Unlike humans, machine learning algorithms are able to look at every stroke and identify well behaviors. But, like humans, machines also require training by domain experts to become truly effective at their jobs. Studies across multiple industries show that even the most accurate machine learning systems still require “humans in the loop” to account for up to 20% of the solution. This is primarily accomplished either through helping label training datasets or correcting inaccurate predictions to continually refine the algorithm. We subscribe to this methodology across both of these functions, having production engineers collaborate with developers and data scientists.
In the example below (Figure 1), a machine learning algorithm simultaneously looks at multiple patterns to detect if a human is walking or running.

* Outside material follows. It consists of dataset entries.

PR #35, opened 2019-07-03
Allow VoxelTerrain.set_material() from gdscript

tinmanjuggernaut:
Currently VoxelTerrain doesn't bind set_material, so you can't set a material from code like you can with  VoxelLodTerrain. This PR adds the bindings.

### DIFF
--- a/terrain/voxel_terrain.cpp
+++ b/terrain/voxel_terrain.cpp
@@ -963,6 +963,9 @@ void VoxelTerrain::_bind_methods() {
 	ClassDB::bind_method(D_METHOD("set_voxel_library", "library"), &VoxelTerrain::set_voxel_library);
 	ClassDB::bind_method(D_METHOD("get_voxel_library"), &VoxelTerrain::get_voxel_library);
 
+	ClassDB::bind_method(D_METHOD("set_material", "id", "material"), &VoxelTerrain::set_material);
+	ClassDB::bind_method(D_METHOD("get_material", "id"), &VoxelTerrain::get_material);
+
 	ClassDB::bind_method(D_METHOD("set_view_distance", "distance_in_voxels"), &VoxelTerrain::set_view_distance);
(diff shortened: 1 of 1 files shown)


Zylann:
Problem: if you use `set_material` from script, currently that won't change the existing blocks mesh material. It's one of many other parameters I haven't focused on exposing because if they need to change at runtime there is a lot of housekeeping to do / regenerate the entire map.
This one might be simple though, by iterating through all the blocks (expect a stutter if you do).

tinmanjuggernaut:
Oh, I see that I can do `set("materials/0/", mymaterial)`. That's a little obscure, so all this patch does is makes that a little more obvious to people who would want to create it from code (such as if they are creating a custom stream).

The problem you cite is there either way, but this patch certainly doesn't hurt anything. If needed they could delete and recreate the whole terrain, such as loading a different level.

Zylann:
Yeah the reason you can use the `set` is because that's how they get loaded and saved.
If people want  to create the terrain from code they should setup everything before adding to tree though. Once in the tree the terrain will start its jobs which might miss the change.

tinmanjuggernaut:
When I run Godot, everything works, but I now get this message:
```
ERROR: add_property: Invalid Function for Setter: VoxelTerrain::set_material for property: material
   At: core/class_db.cpp:933.
```
I had copied this line from VoxelLODTerrain.cpp:
```
ADD_PROPERTY(PropertyInfo(Variant::OBJECT, "material", PROPERTY_HINT_RESOURCE_TYPE, "Material"), "set_material", "get_material");
```

Apparently, that was wrong and Godot doesn't like it. Is it because set_material/get_material require an index?  If I comment it out of VoxelTerrain, the error goes away and I can still set_material from either code or the editor. All the other demos seem to work fine.

I've fixed it on my branch. Should I submit a PR to revert, then another to fix, or just the fix PR?

Zylann:
Oh wait, indeed the property part is wrong, you should remove it.

PR #44, opened 2019-08-10
Added info in order to enable AO

### LINKED ISSUE #43: Add on docs to enable vertex color in order to enable AO
Hello folks!

Maybe I missed something, but I discovered by reading the source that we got a nice Ambient Occlusion if we just enable Vertex Color (Use as Albedo) on Material. When I first read the getting started, this wasn't obvious for me, so I think this should have a better emphasis on docs.

Thanks!

afonsolage:
Added on docs how to enable AO, as mentioned on #43

fixes #43

### DIFF
--- a/README.md
+++ b/README.md
@@ -10,7 +10,7 @@ A C++ module for creating volumetric worlds in Godot Engine.
 Features
 ---------------------------
 
-- Realtime editable, 3D based terrain (Unlike a hightmap based terrain, this allows for overhangs, tunnels, and user creation/destruction)
+- Realtime editable, 3D based terrain (Unlike a heightmap based terrain, this allows for overhangs, tunnels, and user creation/destruction)
 - Full collision support
 - Infinite terrains made by paging sections in and out
 - Voxel data is streamed from a variety of sources, which includes the ability to write your own
--- a/doc/04_materials.md
+++ b/doc/04_materials.md
@@ -38,6 +38,7 @@ Rather than writing your own shader from scratch, especially with triplanar mapp
 
 If you want to start without a texture and just want to use a color, try turning down roughness, or adding some metalic to give the surface some reflectivity. This will allow light to reflect off the curves of the terrain in the distance. Otherwise you'll just see an undifferentiated mass of color.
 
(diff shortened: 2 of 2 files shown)


Zylann:
I think you should precise that it's to be able to *see* the result of baked AO. Enabling vertex color does not *activate* AO, it's already there if the option is active (not exposed yet but one day it will). Also this kind of AO only exists for blocky voxels.

tinmanjuggernaut:
The PR was done right.

@Zylann 
So you mean VT puts AO into the vertex color? So basically like blender's dirty vertex painting? And enabling vertex_color_use_as_albedo in the material mixes the vertex color with the albedo. Right?

In that case, @afonsolage, I'd write something like this:

```
Also, VoxelTerrain adds Ambient Occlusion to the vertex colors (blocky only). You can add this to your material by enabling the `Vertex Color/Use As Albedo` flag in your material.
```

Please also update Readme.md and change `Unlike a hightmap based terrain` to `Unlike a heightmap based terrain`.

These changes can then be squashed and force uploaded to your fork (see the doc I sent you). The PR will automatically update.
Thanks!

Zylann:
> So you mean VT puts AO into the vertex color? So basically like blender's dirty vertex painting? And enabling vertex_color_use_as_albedo in the material mixes the vertex color with the albedo. Right?

Yes, that's correct :)

tinmanjuggernaut:
Also you should put in " fixes #43 " in your initial post and it will automatically close that issue once the final PR is accepted.

afonsolage:
Done! What about now?

tinmanjuggernaut:
Good. Thanks for taking care of my typo. Finally, you'll want to squash your changes into one commit.  That doc I sent you shows you how, but basically you have three commits so you do this on your branch:
`git rebase -i HEAD~3`

Then keep the first commit and change the others to `fixup`. It will squash the extra two commits into the first and erase their commit messages (`squash` will keep the commit messages).
Then `git push --force origin update_material_docs` to overwrite your rebased log on your repository.

afonsolage:
I had to change to `git rebase -i @~3` because i'm running on linux (base on [this answer](https://stackoverflow.com/a/47233396)). But anyway, This is my first PR, as you can see, so I'm learning a lot :+1:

This parallels well optimization, in which a computer is able to detect underpumping (walking) or overpumping (sprinting) conditions, shown in the platform screencaps in Figure 2.
Fig. 1: A Machine Learning is used to determine walking/running state.
Fig. 2: The Ambyint platform uses ML to detect well state.
Next, by combining domain expertise with machine learning and deep learning techniques, we are able to advance from classification of well types into remediation algorithms for each well. Image classification or natural language processing algorithms work by taking in data, applying predefined system and rules, delivering an outcome, and improving over time. Following the same methodology, we are able to read in multiple streams of rod pump well data and execute a structured optimization logic. This is akin to how an engineer makes an optimization decision, with similar outcomes.
A machine can execute well optimization set point adjustments more quickly, objectively, consistently, and routinely. This is a win-win for field personnel because, since they are unburdened by routine optimization changes, they can focus on delivering higher value tasks. Additionally, management is happy because wells are dialed in.
In early testing of automatic speed range management, customers have seen production gains of up to 10% on underpumping pilot wells with no drop in well efficiency metrics (e.g. pump fillage). On overpumping wells, we are cutting strokes into the system by up to 15% without losing production, which leads to a reduction in power costs and failure rates on a linear, stroke-for-stroke basis.
Ambyint has been delivering best-in-class artificial lift optimization solutions to E&P customers since 2004. Ambyint delivers remote optimization and management that cost-effectively reduces level of effort and increases production from both horizontal and vertical wells on artificial lift. By using a combination of traditional physics-based techniques and modern artificial intelligence, Ambyint automates diagnosis, remotely adjusts operating parameters, and predicts and prevents failures without requiring time consuming human intervention.